Far more serious questions are presented when we consider the three sales admitted through the testimony of Kennedy. Each of the properties bore many characteristics entirely dissimilar to Taylor’s 106-acre tract. That is, specifically the location and accessibility of the three tracts to major highways and their adaptability to commercial and business uses as indicated by the evidence and the prices paid therefor, to wit: $10,000 per acre for the DeLock property, $8,000 per acre for the 27 acres from Pinson to Dalton-Vortex, and $18,000 per acre for the same 27-acre tract when sold by Dalton-Vortex to Morton. The undisputed evidence shows that each of these sales involves properties not reasonably similar to Taylor’s property.
*551
We conclude that the trial court abused its discretion in admitting the details of these sales into evidence. State’s points six, seven, and eight are sustained; however, we also conclude that the errors, whether considered individually or collectively, do not rise to the level of reversible error. The jury found that Taylor’s property before the take had a market value of only $3,500 per acre, dramatically less than the prices for which the last three sales mentioned brought. Therefore we are unable to conclude under this record that the evidence of these sales before the jury probably caused the rendition of an improper judgment. Tex.R.App.P. 81(b)(1);
State v. Chavers, supra; State v. Hamman,
Finally, the State contends in its ninth point of error that the court erred in permitting Raymond Kennedy to testify “to his appraisal of the ... property and damages ... [occasioned by the taking of Taylor’s lands] because [his] appraisal was conclusively shown to have been performed for a fee at a time when [he] was not licensed as a real estate broker, in violation of the penal provisions of Article 6573a, Texas Revised Civil Statutes.” Kennedy admitted on cross examination that he was not a licensed broker, whereupon the State voiced an objection to any further testimony of Kennedy on the basis of the statute referred to in the point of error. Later, after the jury was retired from the courtroom, the State requested the trial court to instruct the jury to disregard Kennedy’s testimony. The court, in effect, and we believe correctly, overruled the objection and denied the request. The record reveals that Kennedy is an independent real estate appraiser with some nine or ten years’ experience. He is a graduate of Texas Tech University, a senior appraiser and a member of the International Institute of Appraisers, and a member of the National Association of Appraisers. Kennedy had been manager of the land division of the Trinity River Authority bearing responsibility for acquisition of rights-of-way. He also had experience in making appraisals for banks, mortgage companies, condemning authorities and landowners. The State made no challenge to his credentials as an expert appraiser other than the attack made by the point addressed. The record reveals that Kennedy was well qualified to testify as an expert appraiser, and to render his opinion as to the market value of the lands in question, and any damages sustained by Taylor resulting from their taking.
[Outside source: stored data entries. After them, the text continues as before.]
PR #1008, opened 2026-08-03
replica pull from s3 during refresh with config

taoyyu:
Added config s3ReplicaRefreshDownload with default false
when s3ReplicaRefreshDownload is true
During refresh or commit
1. replica receives push notification from primary
2. downloads the latest point state from s3
3. create a RemoteCopy Job that downloads file from s3
4. set the latest point state

It is a little tricky for segment merge and I'd like to get feedback here. I haven't made any changes about the code here
So 
1. primary still tries to copy merged segment files to replicas and replicas will throw errors and got skipped
2. in the next refresh, replicas will download the files from s3.
3. Since our refresh is usually every second, this is not too bad maybe?

This is a little different from isolated replicas since isolated replicas does not receive push notifications from primary and primary does not need to know the replicas so primary won't try to copy data to them at all.

I'm planning to make changes to replica to direct return success when primary trying to copy merged data to replicas if the config is true. This will avoid making primaries throw errors and then skip.

Or I can try make it more complicated to make primary aware that these replicas are s3 based replicas and do not do pre copy merge via grpc streaming for these replicas.

One other idea would be not rely on push notifications from primary.

I want to get your thoughts about the precopy merge here @aprudhomme, thanks

### DIFF
--- a/src/main/java/com/yelp/nrtsearch/server/nrt/NRTReplicaNode.java
+++ b/src/main/java/com/yelp/nrtsearch/server/nrt/NRTReplicaNode.java
@@ -23,6 +23,7 @@ import com.yelp.nrtsearch.server.grpc.ReplicationServerClient;
 import com.yelp.nrtsearch.server.monitoring.NrtMetrics;
 import com.yelp.nrtsearch.server.nrt.jobs.CopyJobManager;
 import com.yelp.nrtsearch.server.nrt.jobs.GrpcCopyJobManager;
+import com.yelp.nrtsearch.server.nrt.jobs.NrtPushRemoteCopyJobManager;
 import com.yelp.nrtsearch.server.nrt.jobs.RemoteCopyJobManager;
 import com.yelp.nrtsearch.server.nrt.jobs.SimpleCopyJob;
 import com.yelp.nrtsearch.server.utils.HostPort;
@@ -74,7 +75,8 @@ public class NRTReplicaNode extends ReplicaNode {
       boolean ackedCopy,
       boolean decInitialCommit,
       boolean filterIncompatibleSegmentReaders,
-      int lowPriorityCopyPercentage)
+      int lowPriorityCopyPercentage,
+      boolean s3ReplicaRefreshDownload)
       throws IOException {
     // the id is always 0, the nodeName is the identifier
     super(0, indexDir, searcherFactory, printStream);
@@ -99,6 +101,8 @@ public class NRTReplicaNode extends ReplicaNode {
               nrtDataManager,
               this,
               isolatedReplicaConfig);
+    } else if (s3ReplicaRefreshDownload) {
+      copyJobManager = new NrtPushRemoteCopyJobManager(nrtDataManager, this);
     } else {
       copyJobManager =
           new GrpcCopyJobManager(indexName, indexId, primaryAddress, ackedCopy, this, id);
--- a/src/main/java/com/yelp/nrtsearch/server/nrt/NRTReplicaNode.java
+++ b/src/main/java/com/yelp/nrtsearch/server/nrt/NRTReplicaNode.java
@@ -211,8 +211,13 @@ public class NRTReplicaNode extends ReplicaNode {
   }
 
   public CopyJob launchPreCopyFiles(
-      AtomicBoolean finished, long curPrimaryGen, Map<String, FileMetaData> files)
+      AtomicBoolean finished,
+      long curPrimaryGen,
+      Map<String, FileMetaData> files,
+      String primaryId,
+      String timeString)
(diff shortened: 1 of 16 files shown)


src/main/java/com/yelp/nrtsearch/server/nrt/jobs/NrtPushRemoteCopyJobManager.java
```diff
@@ -0,0 +1,101 @@
...
+      String reason,
+      Map<String, FileMetaData> files,
+      Map<String, FileMetaData> prevFiles,
+      boolean highPriority,
+      CopyJob.OnceDone onceDone)
+      throws IOException {
+    if (files != null) {
+      throw new IllegalArgumentException(
+          "NrtPushRemoteCopyJobManager does not support merge precopy");
+    }
```
aprudhomme, line 67: I think what will need to happen for the merge handling is that the primary would upload the merge data to s3 prior to notifying the replicas. These replicas would create a `RemoteCopyJob` to download the files from s3 here, and the merge precopy process would continue normally.

taoyyu: ok, so replica should be notified and download from s3 here instead of relying on the next refresh then, right? I'll change the code

taoyyu:
After this commit, the merge behavior is like
1. primary upload merged files to s3
2. primary notify replicas (added primary id and timestamp to the proto)
3. for s3 replicas, it will still stream back transfer status but download from s3 instead of copy from primary. Do you think it is still necessary to stream back status?
4. The primary would keep track of the uploaded merge files to avoid upload again in the next refresh.

Let me know if you have any thoughts

src/main/java/com/yelp/nrtsearch/server/nrt/NrtDataManager.java
```diff
@@ -541,11 +579,16 @@ private Map<String, NrtFileMetaData> uploadDiff(CopyState copyState) throws IOEx
         if (lastFileMetaData != null && isSameFile(fileMetaData, lastFileMetaData)) {
           currentPointFiles.put(fileName, lastFileMetaData);
         } else {
-          String timeString = TimeStringUtils.generateTimeStringSec();
-          NrtFileMetaData nrtFileMetaData =
-              new NrtFileMetaData(fileMetaData, ephemeralId, timeString);
-          currentPointFiles.put(fileName, nrtFileMetaData);
-          filesToUpload.put(fileName, nrtFileMetaData);
+          NrtFileMetaData mergeUploaded = mergePreCopyUploadedFiles.remove(fileName);
```
aprudhomme: If files are re-merged before a refresh, they will never show up in the nrt point file list. This could allow stale entries to build up in the map. We should take steps to make sure the size is not unbounded. I think guava might have some cache constructs to help with this.

src/main/java/com/yelp/nrtsearch/server/nrt/jobs/NrtPushRemoteCopyJobManager.java
```diff
@@ -0,0 +1,144 @@
...
+      Map<String, FileMetaData> files,
+      Map<String, FileMetaData> prevFiles,
+      boolean highPriority,
+      CopyJob.OnceDone onceDone)
+      throws IOException {
+    if (files != null) {
+      return newMergePreCopyJob(reason, files, highPriority, onceDone);
+    }
+
+    NrtDataManager.PointStateWithTimestamp targetPointStateWithTimestamp =
```
aprudhomme: It might be good to break the rest of this method into a separate method. Then `newCopyJob` can just delegate to the correct method.

src/main/java/com/yelp/nrtsearch/server/nrt/NRTReplicaNode.java
```diff
@@ -207,8 +211,13 @@ protected void sendNewReplica() throws IOException {
...
   public CopyJob launchPreCopyFiles(
-      AtomicBoolean finished, long curPrimaryGen, Map<String, FileMetaData> files)
+      AtomicBoolean finished,
+      long curPrimaryGen,
+      Map<String, FileMetaData> files,
+      String primaryId,
+      String timeString)
       throws IOException {
+    copyJobManager.setMergePreCopyMetadata(primaryId, timeString);
     return launchPreCopyMerge(finished, curPrimaryGen, files);
```
aprudhomme: These operations require synchronization. Making this method synchronized should be fine.

Also, it would be good to reset the metadata back to null after launching the merge job. A try/finally block would cover it.

aprudhomme (approved):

Evidence illegally obtained is admissible in civil cases under the common-law rule.
See generally
8 Wigmore,
Evidence
§ 2184(a) (McNaughton ed. 1961). Texas Rules of Evidence 402 promulgated by our Texas Supreme Court, effective September 1, 1983, reads in part: “All relevant evidence is admissible, except as otherwise provided by Constitution, by statute, by these rules, or by other rules prescribed by the Supreme Court pursuant to statutory authority.” The State does not contend that Kennedy’s testimony is, in any respect, irrelevant; rather, it argues that the testimony was inadmissible under the holding in
Day & Zimmermann, Inc. v. Strickland,
We consider this holding in Strickland as resting upon the application of Rule 167, and the sound policy of encouraging discovery in accordance therewith. The court’s gratis dictum, 26 we respectfully submit, is an incorrect statement of the Texas law. 27 At any rate, we conclude that Strickland is inapplicable to the case at hand.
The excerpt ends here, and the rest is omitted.